Don’t know, don’t care.

My laptop is picking up two available networks, one labelled BarPrec1. That’ll do. I click the button that says connect. It asks me for a password. I offer shelby57. It makes a gracious
little salaam
and admits me to the network. Only two bar strength out of five, but good enough. I go to File Manager and check what the system has to offer. The answer is everything. Everything I
could want, and more. All neatly filed. Accounts. CADCAM. Email_archive. HR. IT. Facilities. Invoices. Letters. Tenders. Suppliers_EU. Suppliers_UK. Tech.

I poke around for a few minutes, then start to copy everything
that looks even half interesting. I select about eight gigabytes of data and hit go.

I cram in six interviews that afternoon. All uninformative, but who cares? Behind me, my laptop has finished copying.

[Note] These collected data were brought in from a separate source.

Issue #2087, opened 2022-01-20
Operator overloading doesn't work in user space


jsmall-nvidia:
Slang has support for operator overloading and this is used in the standard library extensively.

Unfortunately in user code (ie outside stdlib) there is a problem, in that any operator overloading in effect replaces what's in the stdlib, making that operation on a built in types no longer visible.

As a (somewhat silly) example 

```HLSL
struct Vec2d
{   
    double x, y;
};

Vec2d operator+(Vec2d a, Vec2d b)
{
    return {a.x + b.x, a.y + b.y};
}
``` 

Fails to compile with

> .slang(35): error 30019: expected an expression of type 'Vec2d', got 'double'
>    return {a.x + b.x, a.y + b.y};

PR #2199, opened 2022-04-21
Overloaded name lookup fix

jsmall-nvidia:
This addresses two recent issues

* operator overloading not working in user space ( #2087)
* a function not being able to access a function outside with the same name, but different signature

The problem occurred in lookup in `_lookUpInScopes` where as soon as a match was found, lookup would terminate. This is not unreasonable for some declarations - like variables, but meant that declarations that could be overloaded, the other overloads would never be seen.

The fix here is to allow lookup in other scopes if the decl variety is overloadable.

Whilst this appears to fix the immediate problem, it raises a variety of questions which I'll discuss in a subsequent issue.


source/slang/slang-lookup.cpp
```diff
@@ -752,6 +752,31 @@ static void _lookUpMembersInValue(
...
+// definitions with the same name)
+// 
+// For example functions are overloadable, but variables are not.
+static bool _isDeclOverloadable(Decl* decl)
+{
+    // TODO(JS): Do we need to special case around ConstructorDecl? or AccessorDecl?
+    // It seems not as they are both function-like and potentially overloadable
+
+    // If it's callable, it's a function and so overloadable 
+    if (auto callableDecl = as<CallableDecl>(decl))
```
csyonghe, line 765: Would be best to turn this into a switch so the code can be easily extended to handle other cases in the future.

csyonghe (approved):

jsmall-nvidia:
On doing some more testing around name lookup, this does change slang name lookup in perhaps 'surprising` ways.

Take 

```HLSL
float a(float x) { return x +1.0; }

namespace N
{
    int a = 3;
    struct Foo
    {
        float a(int x) { return x * x; }
        float test(int v) { return a(v + 3.0f); }
    };
}


[numthreads(4, 1, 1)]
{    
    int index = dispatchThreadID.x;
    
    N::Foo f;
    int v = f.test(index);
}
```

Previously slang would terminate name lookup as soon as a match was found. With the PR if the thing looked up is overloadable (the method a is), then search would continue into other scopes.

Previous version of Slang would therefore call `Foo::a`. Whereas with the change, it will call the free function `a` because it's a closer parameter match. 

I think a case can be made that this is probably not the desirable long term behavior. It may be acceptable for now whilst the correct behavior is determined.

tangent-vector:
We finished out conversation about the desired behavior before getting through that case, so I'm not surprised. :)

We can talk about this more 1:1, or we can have the discussion on GitHub (probably want to open an issue rather than just have it here on the PR).

jsmall-nvidia:
Sounds good. I found that specific scenario whilst writing up an issue, but since it *might* change user code behavior I thought it a good idea to write into this PR too.

PR #2215, opened 2022-04-27
Fix errors when building with the latest Xcode

vincentisambart:
Hello,
As I tried to build this project with the default settings on my Mac with the latest version of Xcode (13.3.1), I got errors about unused variables and copy assignment operator needing to be explicit. Here are a excerpt:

Before I leave, I copy my lovely new data from my hard drive to the memory stick I took when I was here before. Drop the stick into an envelope addressed to Cathays. Post the envelope from
the
main post office in town.

Then tootle back home, feeling happy.

That night, my good mood remains intact. I had been intending to spend some lovely private hours investigating my pilfered stash of documents, but instead decide on an impulse to cook for Buzz.
Properly, I mean, not something found in the fridge and dropped in a saucepan. I announce that I’m going to cook a chicken
stew – an Italian version, with red wine, tomatoes and
anchovies – and zoom out to get ingredients, then zoom out a second time when I realise my shopping haul somehow failed to include either chicken or anchovies.

Then get cooking.

I concentrate hard but somehow it’s long past nine thirty before the food is cooked. Buzz keeps wanting to help, but I shoo him away. Won’t even let him
set the table or light
candles. I want to show him that I can do these things if I put my mind to it. Or rather: want to show myself. Train myself into it. Real life, not TV movie.

It’s almost ten when we sit down to eat. But Buzz tastes, smiles, appreciates, clinks glasses. He would do all that anyway, I know, but I think he’s doing it for real and I feel a
wave of warmth towards him.

Or love. Quite possibly love.

That thought is in itself somewhat stunning, so I’m relieved when Buzz – who has manfully eaten not just seconds, but thirds – pushes his chair back and says,
‘We’ll wash up tomorrow, shall we?’ In Buzz-speak, that sentence has nothing to do with keeping order in the kitchen. It’s strictly a question about my appetite for sex.
Which is perfectly healthy.
So we take my still-stunned brain off to the bedroom, where we find other ways to occupy it.

Afterwards, when Buzz is snoring and I’ve grown bored of playing with his hair, I turn my attention back to that rush of warmth I felt as we were eating.

Is what we have love? He may well feel it for me, the poor fool. But what about me?

I check he’s fast asleep, then speak to him.

‘Buzz,
my beautiful man, I think I’m in love with you.’

It doesn’t feel wrong, so I say it again, only this time without the ‘I think,’ and it still doesn’t feel wrong, though that’s not the same thing as feeling
right.

Buzz doesn’t care. He snores away. The city around us snores away. A cold front rides in from the north and industrial trash thrashes against the walls of an unused dockside
in Barry.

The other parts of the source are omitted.